__What to work on__. Write the entries again exactly, with no line missing.

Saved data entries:
PR #142, opened 2018-11-01
Lovely edger: Placeholder avatars

whimsicallyson:
Placeholder avatars after you've invited someone to a team (https://www.notion.so/glitch/Show-placeholder-avatars-for-people-after-inviting-them-88fdccd9e24e4172ae9d261e83e6dc2c)

### DIFF
--- a/src/presenters/includes/team-users.jsx
+++ b/src/presenters/includes/team-users.jsx
@@ -122,11 +122,13 @@ export class AddTeamUser extends React.Component {
         {({visible, togglePopover}) => (
           <span className="add-user-container">
             <button onClick={togglePopover} className="button button-small button-tertiary add-user">Add</button>
-            <UsersList users={this.state.alreadyInvited}/>
             {!!this.state.invitee &&
+              <React.Fragment>
               <div className="notification notifySuccess inline-notification" onAnimationEnd={this.removeNotifyInvited}>
                 Invited {this.state.invitee}
               </div>
+              <UsersList users={this.state.alreadyInvited}/>
+              </React.Fragment>
             }
             {visible && 
               <AddTeamUserPop 
--- a/src/presenters/includes/team-users.jsx
+++ b/src/presenters/includes/team-users.jsx
@@ -1,7 +1,7 @@
 import React from 'react';
 import PropTypes from 'prop-types';
 
-import {getDisplayName, getAvatarThumbnailUrl} from '../../models/user';
+import {getDisplayName} from '../../models/user';
 import {WhitelistedDomainIcon} from './team-elements.jsx';
 import AddTeamUserPop from '../pop-overs/add-team-user-pop.jsx';
 import PopoverContainer from '../pop-overs/popover-container.jsx';
@@ -94,7 +94,6 @@ export class AddTeamUser extends React.Component {
   
   async inviteUser(togglePopover, user) {
     togglePopover();
-    console.log(getAvatarThumbnailUrl(user));
     this.setState({
       invitee: getDisplayName(user),
       alreadyInvited: [...this.state.alreadyInvited, user],
--- a/src/presenters/includes/team-users.jsx
+++ b/src/presenters/includes/team-users.jsx
@@ -96,7 +96,7 @@ export class AddTeamUser extends React.Component {
     togglePopover();
     this.setState((state) => ({
       invitee: getDisplayName(user),
-      alreadyInvited: [...this.state.alreadyInvited, user],
+      alreadyInvited: [...state, user],
     }));
     await this.props.inviteUser(user);
   }
--- a/src/presenters/includes/team-users.jsx
+++ b/src/presenters/includes/team-users.jsx
@@ -103,9 +103,10 @@ export class AddTeamUser extends React.Component {
   
   async inviteEmail(togglePopover, email) {
     togglePopover();
-    this.setState({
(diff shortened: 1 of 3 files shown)


src/presenters/includes/team-users.jsx
```diff
@@ -94,6 +96,7 @@ export class AddTeamUser extends React.Component {
     togglePopover();
     this.setState({
       invitee: getDisplayName(user),
+      alreadyInvited: [...this.state.alreadyInvited, user],
     });
```
judeallred: When you need to reference the current state to set the new state, we get to use the alternate setState syntax so that it can handle asynchrony -- see https://reactjs.org/docs/state-and-lifecycle.html#state-updates-may-be-asynchronous

src/presenters/includes/team-users.jsx
```diff
@@ -124,6 +127,9 @@ export class AddTeamUser extends React.Component {
                 Invited {this.state.invitee}
               </div>
             }
+            {!!this.state.alreadyInvited &&
```
judeallred: Empty arrays are truthy-- need to use this.state.alreadyInvited.length here if you want to prevent rendering the UsersList when the array is empty

whimsicallyson:
> can you add a screenshot here or in the notion card so i can get a quick glance at what this looks like?

screen shot 2018-11-02 at 9 43 50 am

pketh:
In other systems with ‘shadow’ users like trello, there isn’t a strong top level distinction in position from users invited and users who’ve joined. The reason there’s no distinction is because if I’m just using my team, i can usually consider invited users already as members of the team. 

If you want to convey that user hasn’t accepted the invite yet instead of repositioning, it might be more low key to either day that in the person-pop, or display them as transparent (to hint at the ghosty ness of them)

pketh:
If you’d like I can move the above comment to the notion card instead, just lmk

src/presenters/includes/team-users.jsx
whimsicallyson: UsersList is just an empty div, so its not problematic to have it rendered, but I agree its cleaner to not.

whimsicallyson:
@pketh I ghosted the avatars to 50% opacity, I think that helps

src/presenters/includes/team-users.jsx
whimsicallyson: I think I updated this properly?

src/presenters/includes/team-users.jsx
```diff
@@ -92,9 +94,10 @@ export class AddTeamUser extends React.Component {
   
   async inviteUser(togglePopover, user) {
     togglePopover();
-    this.setState({
+    this.setState((state) => ({
       invitee: getDisplayName(user),
-    });
+      alreadyInvited: [...this.state.alreadyInvited, user],
```
judeallred: almost; you need to use the `state` object that comes in from the lambda rather than the `this.state` object.

src/presenters/includes/team-users.jsx
judeallred: almost :-)  see comment on latest code

src/presenters/includes/team-users.jsx
whimsicallyson: done!

pketh:
Awesometown, can you upload a new screen w the opacity?

src/presenters/includes/team-users.jsx
whimsicallyson: whoops, *now* its fixed.

whimsicallyson:
screen shot 2018-11-02 at 1 41 15 pm
@pketh

pketh:
thanks @whimsicallyson , looks great. I think because the ghost users now appear ghostly, they can appear in the normal list of users to the left of the button. 

btw what does it look like if you add a user with an unknown email? do you get the colored anon face?

whimsicallyson:
added support for showing added-user-by-email (whenever that ships) and removed unnecessary padding now that the avatars are to the left of the button.

Jenn says this is fine to ship without persistence as long as that part is going to be worked on soon, so @judeallred if you think we're good to go on all sides, let me know and we can merge/release!

judeallred:
Sounds good,  could you please extract her Jenn's persistence request out of this PR and into a notion card?  

functionally lgtm now, taking a glance at the latest code...

src/presenters/includes/team-users.jsx
```diff
@@ -92,17 +94,19 @@ export class AddTeamUser extends React.Component {
...
     await this.props.inviteUser(user);
   }
   
   async inviteEmail(togglePopover, email) {
     togglePopover();
-    this.setState({
+    this.setState((state) => ({
       invitee: email,
-    });
+      alreadyInvited: [...state.alreadyInvited, email],
```
judeallred: this doesn't seem right to me -- it looks like we're appending email addressses to a list of users.  I'd expect this to fail down the line when the <UsersList> receives a string email address instead of a user object.

judeallred: i think it'll be hard to test this until invite-by-email (for non preexisting users) exists, so I'd suggest ignoring this part of the feature.  Speculative code is hard to write; we can add it once email invites are implemented

whimsicallyson: ok, took it out 👍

__Finished task__.
PR #142, opened 2018-11-01
Lovely edger: Placeholder avatars

whimsicallyson:
Placeholder avatars after you've invited someone to a team (https://www.notion.so/glitch/Show-placeholder-avatars-for-people-after-inviting-them-88fdccd9e24e4172ae9d261e83e6dc2c)

### DIFF
--- a/src/presenters/includes/team-users.jsx
+++ b/src/presenters/includes/team-users.jsx
@@ -122,11 +122,13 @@ export class AddTeamUser extends React.Component {
         {({visible, togglePopover}) => (
           <span className="add-user-container">
             <button onClick={togglePopover} className="button button-small button-tertiary add-user">Add</button>
-            <UsersList users={this.state.alreadyInvited}/>
             {!!this.state.invitee &&
+              <React.Fragment>
               <div className="notification notifySuccess inline-notification" onAnimationEnd={this.removeNotifyInvited}>
                 Invited {this.state.invitee}
               </div>
+              <UsersList users={this.state.alreadyInvited}/>
+              </React.Fragment>
             }
             {visible && 
               <AddTeamUserPop 
--- a/src/presenters/includes/team-users.jsx
+++ b/src/presenters/includes/team-users.jsx
@@ -1,7 +1,7 @@
 import React from 'react';
 import PropTypes from 'prop-types';
 
-import {getDisplayName, getAvatarThumbnailUrl} from '../../models/user';
+import {getDisplayName} from '../../models/user';
 import {WhitelistedDomainIcon} from './team-elements.jsx';
 import AddTeamUserPop from '../pop-overs/add-team-user-pop.jsx';
 import PopoverContainer from '../pop-overs/popover-container.jsx';
@@ -94,7 +94,6 @@ export class AddTeamUser extends React.Component {
   
   async inviteUser(togglePopover, user) {
     togglePopover();
-    console.log(getAvatarThumbnailUrl(user));
     this.setState({
       invitee: getDisplayName(user),
       alreadyInvited: [...this.state.alreadyInvited, user],
--- a/src/presenters/includes/team-users.jsx
+++ b/src/presenters/includes/team-users.jsx
@@ -96,7 +96,7 @@ export class AddTeamUser extends React.Component {
     togglePopover();
     this.setState((state) => ({
       invitee: getDisplayName(user),
-      alreadyInvited: [...this.state.alreadyInvited, user],
+      alreadyInvited: [...state, user],
     }));
     await this.props.inviteUser(user);
   }
--- a/src/presenters/includes/team-users.jsx
+++ b/src/presenters/includes/team-users.jsx
@@ -103,9 +103,10 @@ export class AddTeamUser extends React.Component {
   
   async inviteEmail(togglePopover, email) {
     togglePopover();
-    this.setState({
(diff shortened: 1 of 3 files shown)


src/presenters/includes/team-users.jsx
```diff
@@ -94,6 +96,7 @@ export class AddTeamUser extends React.Component {
     togglePopover();
     this.setState({
       invitee: getDisplayName(user),
+      alreadyInvited: [...this.state.alreadyInvited, user],
     });
```
judeallred: When you need to reference the current state to set the new state, we get to use the alternate setState syntax so that it can handle asynchrony -- see https://reactjs.org/docs/state-and-lifecycle.html#state-updates-may-be-asynchronous

src/presenters/includes/team-users.jsx
```diff
@@ -124,6 +127,9 @@ export class AddTeamUser extends React.Component {
                 Invited {this.state.invitee}
               </div>
             }
+            {!!this.state.alreadyInvited &&
```
judeallred: Empty arrays are truthy-- need to use this.state.alreadyInvited.length here if you want to prevent rendering the UsersList when the array is empty

whimsicallyson:
> can you add a screenshot here or in the notion card so i can get a quick glance at what this looks like?

screen shot 2018-11-02 at 9 43 50 am

pketh:
In other systems with ‘shadow’ users like trello, there isn’t a strong top level distinction in position from users invited and users who’ve joined. The reason there’s no distinction is because if I’m just using my team, i can usually consider invited users already as members of the team. 

If you want to convey that user hasn’t accepted the invite yet instead of repositioning, it might be more low key to either day that in the person-pop, or display them as transparent (to hint at the ghosty ness of them)

pketh:
If you’d like I can move the above comment to the notion card instead, just lmk

src/presenters/includes/team-users.jsx
whimsicallyson: UsersList is just an empty div, so its not problematic to have it rendered, but I agree its cleaner to not.

whimsicallyson:
@pketh I ghosted the avatars to 50% opacity, I think that helps

src/presenters/includes/team-users.jsx
whimsicallyson: I think I updated this properly?

src/presenters/includes/team-users.jsx
```diff
@@ -92,9 +94,10 @@ export class AddTeamUser extends React.Component {
   
   async inviteUser(togglePopover, user) {
     togglePopover();
-    this.setState({
+    this.setState((state) => ({
       invitee: getDisplayName(user),
-    });
+      alreadyInvited: [...this.state.alreadyInvited, user],
```
judeallred: almost; you need to use the `state` object that comes in from the lambda rather than the `this.state` object.

src/presenters/includes/team-users.jsx
judeallred: almost :-)  see comment on latest code

src/presenters/includes/team-users.jsx
whimsicallyson: done!

pketh:
Awesometown, can you upload a new screen w the opacity?

src/presenters/includes/team-users.jsx
whimsicallyson: whoops, *now* its fixed.

whimsicallyson:
screen shot 2018-11-02 at 1 41 15 pm
@pketh

pketh:
thanks @whimsicallyson , looks great. I think because the ghost users now appear ghostly, they can appear in the normal list of users to the left of the button. 

btw what does it look like if you add a user with an unknown email? do you get the colored anon face?

whimsicallyson:
added support for showing added-user-by-email (whenever that ships) and removed unnecessary padding now that the avatars are to the left of the button.

Jenn says this is fine to ship without persistence as long as that part is going to be worked on soon, so @judeallred if you think we're good to go on all sides, let me know and we can merge/release!

judeallred:
Sounds good,  could you please extract her Jenn's persistence request out of this PR and into a notion card?  

functionally lgtm now, taking a glance at the latest code...

src/presenters/includes/team-users.jsx
```diff
@@ -92,17 +94,19 @@ export class AddTeamUser extends React.Component {
...
     await this.props.inviteUser(user);
   }
   
   async inviteEmail(togglePopover, email) {
     togglePopover();
-    this.setState({
+    this.setState((state) => ({
       invitee: email,
-    });
+      alreadyInvited: [...state.alreadyInvited, email],
```
judeallred: this doesn't seem right to me -- it looks like we're appending email addressses to a list of users.  I'd expect this to fail down the line when the <UsersList> receives a string email address instead of a user object.

judeallred: i think it'll be hard to test this until invite-by-email (for non preexisting users) exists, so I'd suggest ignoring this part of the feature.  Speculative code is hard to write; we can add it once email invites are implemented

whimsicallyson: ok, took it out 👍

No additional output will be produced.